Z szacunkiem do przeciwnika

11

Zero agresji, tylko gra fair-play. Taką zasadę przestrzegali młodzi zawodnicy, którzy zdecydowali się wziąć udział w rozgrywkach Dzikich Drużyn, przygotowanych przez RCS w ramach Akcji Lato. Jak zapewniają sędziowie zawodów, ani razu nie musieli korzystać z żółtej czy czerwonej kartki.

– Chłopcy grają naprawdę fajną piłkę są młodzi zdolni. Nic tylko sędziować. Różnicy między nimi specjalnie nie widać, gdzieś to wszystko się zaciera. Jedni na co dzień walczą dla Amico, a inni dla Zagłębia. Nie można jednak zapominać o ligach amatorskich, takich jak Playarena, gdzie zawodnicy również się ogrywają. Poziom więc jest bardzo wyrównany.

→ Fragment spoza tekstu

PR #322, opened 2018-07-26
Initialize watchdog when running on Mynewt

utzig:
On Mynewt some flash drivers on very slow devices tickle the watchdog to avoid possible hangs; those were also trying to tickle the watchdog in mcuboot when performing an upgrade or serial boot, without initializing the watchdog, causing an invalid memory write and reset issue.

### DIFF
--- a/boot/mynewt/src/main.c
+++ b/boot/mynewt/src/main.c
@@ -213,6 +213,11 @@ main(void)
 
     hal_bsp_init();
 
+#if !MYNEWT_VAL(OS_SCHEDULING) && MYNEWT_VAL(WATCHDOG_INTERVAL)
+    rc = hal_watchdog_init(MYNEWT_VAL(WATCHDOG_INTERVAL));
+    assert(rc == 0);
+#endif
+
 #if defined(MCUBOOT_SERIAL) || defined(MCUBOOT_HAVE_LOGGING)
     /* initialize uart without os */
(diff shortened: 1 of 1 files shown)


mkiiskila:
Check the size of the bootloader on nrf52 when you build with that enabled. I think it's going to be 1.5k bigger, thanks to division operation done within watchdog_init().

mkiiskila:
Also, I vaguely recall that on some platforms you would not be able to adjust tickle period once watchdog had been enabled. I might be wrong about that, however. Comments @wes3 ?

utzig:
Another option would be to decide if tickling is required by testing for `MYNEWT_VAL(OS_SCHEDULING)` in the flash driver itself and close this one.

wes3:
@mkiiskila @utzig I hope I am answering the correct question here, but Marko is indeed correct about the watchdog on the nrf52. Here is the spec wording:

The watchdog must be configured before it is started. After it is started, the watchdog’s configuration registers, which comprise registers CRV, RREN, and CONFIG, will be blocked for further configuration.
The watchdog can be reset from several reset sources, see Reset behavior on page 83.
When the device starts running again, after a reset, or waking up from OFF mode, the watchdog
configuration registers will be available for configuration again.

wes3:
I should have mentioned that I am not sure about other MCU's.

PR #334, opened 2018-09-24
Test erased flash with flash_area_read_is_empty()

utzig:
Mynewt has recently added an encrypted flash layer driver, that runs transparently on any flash, handling reads and writes, and bypassing other flash operations to the HW driver. As a result of this change, checking for erased data cannot be done by read + compare to `erased_val` but need to be routed to an empty check on the lower level. To do this Mynewt added a new `flash_map` function called `flash_area_read_is_empty` which checks for erased blocks (and reads/decrypts the data as well).
    
This commit uses `flash_area_read_is_empty` to determine if magic, flags and swap status are erased. For Zephyr/sim commits were added previously that mimic this functionality by simply doing the read/compare.

PS: This might be required on very slow MCUs under Mynewt: https://github.com/apache/mynewt-core/pull/1423

### DIFF
--- a/boot/bootutil/src/bootutil_misc.c
+++ b/boot/bootutil/src/bootutil_misc.c
@@ -97,34 +97,17 @@ static const struct boot_swap_table boot_swap_tables[] = {
     (sizeof boot_swap_tables / sizeof boot_swap_tables[0])
 
 static int
-boot_magic_decode(const struct flash_area *fap, const uint32_t *magic)
+boot_magic_decode(const uint32_t *magic)
 {
-    size_t i;
-    uint8_t erased_val;
-
     if (memcmp(magic, boot_img_magic, BOOT_MAGIC_SZ) == 0) {
         return BOOT_MAGIC_GOOD;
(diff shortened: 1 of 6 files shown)


mkiiskila:
Works ok without the PR mentioned.

utzig:
@mkiiskila Yes, this is "independent" of the mentioned PR, but to get the full update cycle working, including `image upload` on slow MCUs, that change is also required. I will remove the dependency and add reviewers.

d3zd3z:
This change looks good, itself. I'm a little concerned with this is_empty functionality, though. There are some devices that when written with 0xFF, will read back 0xFF, but can't be written again without an erase. An example would be a device that has an internal ECC on the data. We should be ok in MCUboot since we don't ever write 0xFF to the areas we are testing for this. But it isn't a general mechanism that can tell is data is erased.

nvlsianpu:
I think we will add the check-empty API to to Zephyr as well (as it is more effective) in near feature.

PR #1990, opened 2024-07-01
boot: main: avoid unused build warning

sylvioalves:
In case ESP32 SoC is used, *start will get
build warning as it is not used.

### DIFF
--- a/boot/zephyr/main.c
+++ b/boot/zephyr/main.c
@@ -277,7 +277,9 @@ done:
  */
 static void do_boot(struct boot_rsp *rsp)
 {
+#ifndef CONFIG_SOC_FAMILY_ESPRESSIF_ESP32
     void *start;
+#endif /* CONFIG_SOC_FAMILY_ESPRESSIF_ESP32 */
 
     BOOT_LOG_INF("br_image_off = 0x%x\n", rsp->br_image_off);
     BOOT_LOG_INF("ih_hdr_size = 0x%x\n", rsp->br_hdr->ih_hdr_size);


boot/zephyr/main.c
```diff
@@ -292,7 +290,7 @@ static void do_boot(struct boot_rsp *rsp)
     copy_img_to_SRAM(0, rsp->br_hdr->ih_hdr_size);
 
     /* Jump to entry point */
-    start = (void *)(SRAM_BASE_ADDRESS + rsp->br_hdr->ih_hdr_size);
+    void *start = (void *)(SRAM_BASE_ADDRESS + rsp->br_hdr->ih_hdr_size);
```
sylvioalves, line 293: The other approach would be using `UNUSED(start)` in ESP32 #ifdef section.

sylvioalves:
@nordicjm @almir-okato PTAL.

almir-okato (approved):
LGTM

boot/zephyr/main.c
```diff
@@ -277,8 +277,6 @@ static void copy_img_to_SRAM(int slot, unsigned int hdr_offset)
  */
 static void do_boot(struct boot_rsp *rsp)
 {
-    void *start;
```
nordicjm, line 280: variables should be declared at start of function so this needs to stay, you can #ifdef around it here

nordicjm (changes requested):

sylvioalves:
@nordicjm I swiped the call order instead of creating an additional #ifdef just because of a single variable. Let me know if it fits you.

nordicjm (commented):
this is not fixed, functions are being called before variables have been defined

sylvioalves:
@nordicjm Ok, taking your suggestion and adding #ifdef around it.

nordicjm (approved):

PR #1996, opened 2024-07-09
Revert "boot: Add MCUBOOT_HW_KEY support for image encryption"

d3zd3z:
This reverts commit 0fa46270c0b52b371a094042731c69e100478cbb.

This breaks:

    samples/synchronization/sample.kernel.synchronization on
    b_u585i_iot02a/stm32u585xx/ns error

as this TF-M configuration uses its own keys.  This change is an API change that needs to be coordinated with TF-M changes.

Before this revert, compiling this test results in:

    .../encrypted.c:447: undefined reference to
    `boot_enc_retrieve_private_key`

### DIFF
--- a/boot/bootutil/include/bootutil/enc_key.h
+++ b/boot/bootutil/include/bootutil/enc_key.h
@@ -32,7 +32,6 @@
 #include <flash_map_backend/flash_map_backend.h>
 #include "bootutil/crypto/aes_ctr.h"
 #include "bootutil/image.h"
-#include "bootutil/sign_key.h"
 #include "bootutil/enc_key_public.h"
 
 #ifdef __cplusplus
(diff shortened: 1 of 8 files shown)


nordicjm (approved):

de-nordic (approved):

d3zd3z:
@DineshDK03 just a heads up that we had to revert this, as it was breaking TF-M. If we need to get this in, we will have to figure out some way to coordinate the API change with TF-M.

d3zd3z:
BTW, a simple fix for this is to re-apply the patch, but move the definition `boot_enc_retrieve_private_key` into `encrypted.c` instead of each platform. That way, any external platforms that don't define hardware keys will just work without modification. It also reduces duplication of the code.

davidvincze:
Reapplying commit https://github.com/mcu-tools/mcuboot/commit/0fa46270c0b52b371a094042731c69e100478cbb in #2022 with the requested modifications. @d3zd3z could you please review?

PR #2002, opened 2024-07-12
boot: Add missing boot_enc_init

de-nordic:
The boot_enc_set_key in boot_swap_image, when recovering from reset, has been caled on AES context that has not been initialized.


nvlsianpu (approved):

nvlsianpu (commented):
looks like that this was missing from the beginning.

PR #2003, opened 2024-07-12
boot: Rename boot_enc_decrypt to boot_decrypt_key

de-nordic:
All of boot_enc_ function follow the same pattern where they take encryption context as the first parameter, and the boot_enc_decrypt stands out here as it does not work around the encryption context, but is rather single-part decryption function only used for decrypting of the image encryption key.

### DIFF
--- a/boot/bootutil/include/bootutil/enc_key.h
+++ b/boot/bootutil/include/bootutil/enc_key.h
@@ -48,6 +48,9 @@ struct enc_key_data {
 extern const struct bootutil_key bootutil_enc_key;
 struct boot_status;
 
+/* Decrypt random, symmetric encryption key */
+int boot_decrypt_key(const uint8_t *buf, uint8_t *enckey);
+
 int boot_enc_init(struct enc_key_data *enc_state, uint8_t slot);
 int boot_enc_drop(struct enc_key_data *enc_state, uint8_t slot);
 int boot_enc_set_key(struct enc_key_data *enc_state, uint8_t slot,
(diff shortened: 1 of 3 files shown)


de-nordic:
> I think this is arguably worse; as part of the encrypted images "api" all functions have names that start with `boot_enc_`, and you are breaking this "standard" naming. Either it should be called `boot_enc_decrypt_key`, which I don't see a reason for either, or you want to reuse it for something else, in which case it's better to just rename as part of the new use PR.

Putting api and standard in quotes  seems to mock them rather then making them an argument in discussion.

Worse? Nah. All except this one function take `enc_key_data` objects. That one function is completely independent from encryption context setup by all the other functions and completely setups, decrypts, and drops encryption context within its body.

And the standard somehow names the encryption function `boot_encrypt`, even though it is one taking the context, and yet stands out in naming.

For me pattern was clear: everything `boot_enc_` operates around `enc_key`.

I do not want to make everything in one PR and I am not going to reuse `boot_decrypt`, actually I have to implement `boot_enc_decrypt` and `boot_enc_encrypt` , and various others encryption/decryption only functions, as the PSA, which I am using, uses different set of functions for decryption/encryption, which also includes the process setup.

nvlsianpu (approved):
I'm fine with the change which makes function name descriptive.

> I do not want to make everything in one PR and I am not going to reuse boot_decrypt, actually I have to implement boot_enc_decrypt and boot_enc_encrypt...

Yes - this will fit to the pattern.

de-nordic:
I have marked it as DNM, because while reworking `boot_enc_load` I am now considering making both `boot_enc_load` and `boot_decrypt_key`  part of `boot_status` API.

de-nordic:
> I have marked it as DNM, because while reworking `boot_enc_load` I am now considering making both `boot_enc_load` and `boot_decrypt_key` part of `boot_status` API.

Nope, not the good idea. But the boot_enc_load is gone.

IndigoPapi85 (approved):

nvlsianpu:
@d3zd3z, @utzig last call. This is just mcuboot internal function rename l I'm going to merge this PR.

PR #2004, opened 2024-07-12
boot: Change boot_enc_load to take slot number instead of image

de-nordic:
In all cases where boot_enc_load is called it is known what slot is addressed, so it is better to just pass the slot number instead of making the boot_enc_load figure out slot number from image index and provided flash area object.

### DIFF
--- a/boot/boot_serial/src/boot_serial_encryption.c
+++ b/boot/boot_serial/src/boot_serial_encryption.c
@@ -36,7 +36,7 @@ boot_image_validate_encrypted(const struct flash_area *fa_p,
     memset(&boot_data, 0, sizeof(struct boot_loader_state));
     image_index = BOOT_CURR_IMG(state);
     if(IS_ENCRYPTED(hdr)) {
-        rc = boot_enc_load(BOOT_CURR_ENC(state), image_index, hdr, fa_p, bs);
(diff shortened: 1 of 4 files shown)


de-nordic:
Setting DNM as the function is replaced with `boot_status_load_keys` and also drops the `struct enc_key_data *enc_state` parameter and moves the `boot_status *bs` param as the primary one.
The encryption context validation and init has been moved outside.

boot/boot_serial/src/boot_serial_encryption.c
```diff
@@ -36,7 +36,7 @@ boot_image_validate_encrypted(const struct flash_area *fa_p,
     memset(&boot_data, 0, sizeof(struct boot_loader_state));
     image_index = BOOT_CURR_IMG(state);
     if(IS_ENCRYPTED(hdr)) {
-        rc = boot_enc_load(BOOT_CURR_ENC(state), image_index, hdr, fa_p, bs);
+        rc = boot_enc_load(BOOT_CURR_ENC(state), 1, hdr, fa_p, bs);
```
nvlsianpu, line 39: Note for me: I have to check whether this line is fine

nvlsianpu: is fine

nvlsianpu (approved):

PR #2005, opened 2024-07-12
boot: Remove pointless slot identification

de-nordic:
In the boot_image_validate_encrypted there was call to flash_area_id_to_multi_image_slot, which tries to figure out slot index from flash area and image index, and the result of the call was not used for anything as slot index is hardcoded in the next call to be 1 (secondary).


nvlsianpu (approved):
Serial decryption feature allow to decrypt image

PR #2006, opened 2024-07-12
boot: Make boot_enc_valid take slot instead of image index

de-nordic:
There is no point for boot_enc_valid to take image index and flash area and use these to figure out slot number.


nvlsianpu (approved):

nvlsianpu:
@de-nordic Can you fix the conflict?

d3zd3z (approved):

PR #2013, opened 2024-07-18
boot: Remove image_index from boot_encrypt

de-nordic:
boot_encrypt required the image_index paired with flash area pointer to be able to figure out which slot it will operate on. Since in most calls the slot is known in advance it can be just passed to the function directly.
The commit replaces both parameters with slot number.


nvlsianpu (approved):

nvlsianpu:
@de-nordic  Conflict,

boot/bootutil/src/image_validate.c
```diff
@@ -150,8 +150,8 @@ bootutil_img_hash(struct enc_key_data *enc_state, int image_index,
             /* Only payload is encrypted (area between header and TLVs) */
             if (off >= hdr_size && off < tlv_off) {
                 blk_off = (off - hdr_size) & 0xf;
-                boot_encrypt(enc_state, image_index, flash_area_get_id(fap), off - hdr_size,
-                        blk_sz, blk_off, tmp_buf);
+                boot_encrypt(enc_state, 1, off - hdr_size,
```
davidvincze, line 153: Could you please replace it with a variable?
`int slot = flash_area_id_to_multi_image_slot(...);` to prevent future failures if the source slot is not the BOOT_SECONDARY_SLOT?

davidvincze (changes requested):

boot/bootutil/src/image_validate.c
de-nordic: Yes.
Although it is pointless here as the MUST_DECRYPT warrants that this will be secondary image.

davidvincze: It is at the moment, but it might change in the future and that's why I think it might be better to calculate it from the input parameters rather than using a hardcoded value. Not crucial but either way it should be `BOOT_SECONDARY_SLOT` instead of `1`. Could you please update it?

davidvincze: Thank you.

de-nordic: Another thing we should do: somehow embed slot/image info into flash area objects so that we would not have this stupid translation functions for something we know while creating the objects.

davidvincze (approved):

de-nordic:
@davidvincze Got some glitch in github where your ack appeared as request for changes.

davidvincze (approved):

davidvincze:
> @davidvincze Got some glitch in github where your ack appeared as request for changes.

I hope it's okay now :)

PR #2019, opened 2024-07-25
zephyr: Add support for automatically calculcating max sectors

nordicjm:


nordicjm:
How it looks on a device with large (different) sector sizes (stm32f411e_disco):
```
CMake Warning at CMakeLists.txt:392 (message):
  Unable to determine erase size of slot0 partition, cannot calculate minimum
  sector usage


CMake Warning at CMakeLists.txt:407 (message):
  Unable to determine erase size of slot1 partition, cannot calculate minimum
  sector usage


CMake Warning at CMakeLists.txt:421 (message):
  Unable to calculate minimum number of sector sizes, falling back to 128
  sector default.  Please disable CONFIG_BOOT_MAX_IMG_SECTORS_AUTO and set
  CONFIG_BOOT_MAX_IMG_SECTORS to the required value
```
It builds and default remains at 128

nordicjm:
@butok interestingly it looks like the nxp ones were a bit optimistic...
`boards/mimxrt595_evk_mimxrt595s_cm33.conf:CONFIG_BOOT_MAX_IMG_SECTORS=8192`
`cmake -GNinja -DBOARD=mimxrt595_evk/mimxrt595s/cm33 ..`:
> Calculated maximum number of sectors: 866

butok:
> @butok interestingly it looks like the nxp ones were a bit optimistic... `boards/mimxrt595_evk_mimxrt595s_cm33.conf:CONFIG_BOOT_MAX_IMG_SECTORS=8192` `cmake -GNinja -DBOARD=mimxrt595_evk/mimxrt595s/cm33 ..`:
> 
> > Calculated maximum number of sectors: 866

Is it bad or good?

butok:
> > > @butok interestingly it looks like the nxp ones were a bit optimistic... `boards/mimxrt595_evk_mimxrt595s_cm33.conf:CONFIG_BOOT_MAX_IMG_SECTORS=8192` `cmake -GNinja -DBOARD=mimxrt595_evk/mimxrt595s/cm33 ..`:
> > > > Calculated maximum number of sectors: 866
> > 
> > 
> > Is it bad or good?
> 
> Updated the comment just as you posted:
> 
> > This means 0xc000 is needed to store the update data but you have actually reserved 0x62000...
> 
> That's 344KiB of wasted space

The board has 64MB, so the configuration value was set to have a bigger coverage.
BUT when you will add this automatic calculation, we can remove all CONFIG_BOOT_MAX_IMG_SECTORS from board configs.

boot/zephyr/CMakeLists.txt
```diff
@@ -363,23 +363,66 @@ if(CONFIG_MCUBOOT_BOOT_BANNER)
...
+  string(SUBSTRING "${${node}}" 0 ${pos} ${node})
+  set(${node} "${${node}}" PARENT_SCOPE)
+endfunction()
+
+if(CONFIG_BOOT_MAX_IMG_SECTORS_AUTO)
+  dt_nodelabel(slot0_flash NODELABEL "slot0_partition")
+  dt_prop(slot0_size PATH "${slot0_flash}" PROPERTY "reg" INDEX 1)
+  dt_get_parent(slot0_flash)
+  dt_get_parent(slot0_flash)
+  dt_prop(erase_size_slot0 PATH "${slot0_flash}" PROPERTY "erase-block-size")
```
de-nordic, line 387: I kinda do not like that we get to the Flash device layer to get this information as I think that we start to pick information that we should not access directly from scripts, but unless the DTS parsing script does not start definitions for info like number of pages per partitions this is the only way. Still this makes changes to dts harder in the future.

de-nordic (approved):

boot/zephyr/CMakeLists.txt
d3zd3z: The other problem is that I don't believe the code cares what this property is even set to. The flash api directly asks the driver about the erase block size. And that API is needlessly complicated to allow for devices with variable sized sectors, even though the only reasonable thing to do with them in mcuboot is treat the device as if all of the sectors were the size of the largest one.

d3zd3z: What this means is that if this property is at a mismatch with the underlying device, the calculation will be wrong. For example, people have reported trying to increase the erase size in the DT, to discover it didn't work, as the code still asked the device what the real sector size is.

I think we should look into changing things so that mcuboot uses this property _only_ to determine the erase-block-size. This will make it easier to support multiple devices by just setting the value to the largest size.

nordicjm: For variably sized sectors, like some stm32 parts, that property is not set and this will give the warning then use the existing default of 128 instead, I did give it a try

PR #235, opened 2021-04-09
Adds option for a Transaction's flags to be a List of ints

mvadari:

Title says it all.

### Context of Change

Python library 1.1.0

### Type of Change

## Test Plan

Added simple test. CI passes.

### DIFF
--- a/xrpl/models/transactions/transaction.py
+++ b/xrpl/models/transactions/transaction.py
@@ -168,9 +168,9 @@ class Transaction(BaseModel):
     #: details.
     account_txn_id: Optional[str] = None
 
-    #: A bitwise map of flags modifying this transaction's behavior. See `Flags
-    #: Field <https://xrpl.org/transaction-common-fields.html#flags-field>`_ for
-    #: more details.
+    #: A List of flags, or a bitwise map of flags, modifying this transaction's
+    #: behavior. See `Flags Field
+    #: <https://xrpl.org/transaction-common-fields.html#flags-field>`_ for more details.
     flags: Union[int, List[int]] = 0
 
     #: The highest ledger index this transaction can appear in. Specifying this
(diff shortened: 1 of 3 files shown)


xrpl/models/transactions/transaction.py
```diff
@@ -209,7 +209,15 @@ def to_dict(self: Transaction) -> Dict[str, Any]:
...
-        return {**super().to_dict(), "transaction_type": self.transaction_type.value}
+        dictionary = {
+            **super().to_dict(),
+            "transaction_type": self.transaction_type.value,
+        }
+        if isinstance(self.flags, list):
+            dictionary["flags"] = 0
+            for flag in self.flags:
+                dictionary["flags"] |= flag
+        return dictionary
```
ledhed2222, line 220: suggestion:

```python
def to_dict(self: Transaction) -> Dict[str, Any]:
  return {**super().to_dict(), "transaction_type": self.transaction_type.value, "flags": self._flags_to_dict()}
  
def _flags_to_dict(self: Transaction) -> int:
  if isinstance(self.flags, int):
    return self.flags
  accumulator = 0
  for flag in self.flags:
    accumulator |= flag
  return accumulator
```

factoring out into helper - just readability imo. take it or leave it

xrpl/models/transactions/transaction.py
```diff
@@ -256,7 +264,10 @@ def has_flag(self: Transaction, flag: int) -> bool:
         Returns:
             Whether the transaction has the given flag value set.
         """
-        return self.flags & flag != 0
+        if isinstance(self.flags, int):
+            return self.flags & flag != 0
+        else:  # is List[int]
+            return flag in self.flags
```
ledhed2222, line 270: don't need the `else` here. could also be expressed as:

```python
return (isinstance(self.flags, int) and self.flags & flag != 0) or flag in self.flags
```

ledhed2222 (approved):

ledhed2222:
changelog!

xrpl/models/transactions/transaction.py
mvadari: I think that's messier to read

PR #236, opened 2021-04-13
Adds additional X-Address support

mvadari:

This PR:
- Adds X-address support to the account sugar and the binary codec (the binary codec previously did not support X-Addresses for e.g. the issuer field of issued currency)
- Adds a method to wallets to obtain an X-Address
- Renames some non-exposed methods/method variables to better reflect what they do

### Context of Change

Python library 1.1.0

### Type of Change

- [ ] Documentation Updates
- [ ] Release

## Test Plan

Added tests for all added functionality. CI passes.


xrpl/account/transaction_history.py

Jeśli chodzi o rywalizację, to jest jak najbardziej fair-play – powiedział Patryk Jężak, jeden z sędziów Turnieju Dzikich Drużyn.

Dziś w rywalizacji wzięli udział piłkarze z rocznika 1997/1998. W grupie „A” wystąpiły ekipy: Palermo, Chcesz Leżeć, FC Ziemniaczki, natomiast w koszyku „B”: Real Madryt, Drużyna Kubusia Puchatka oraz Cyganeria.

W meczu o trzecie miejsce drużyna Kubusia Puchatka pokonała drużynę Palermo 6:3. W finale ekipa Chcesz Leżeć zremisowała 2:2 z Realem Madryt, ale lepiej wykonywała rzuty karne (3:1). Kolejny turniej odbędzie się 21 sierpnia o godz. 11.00.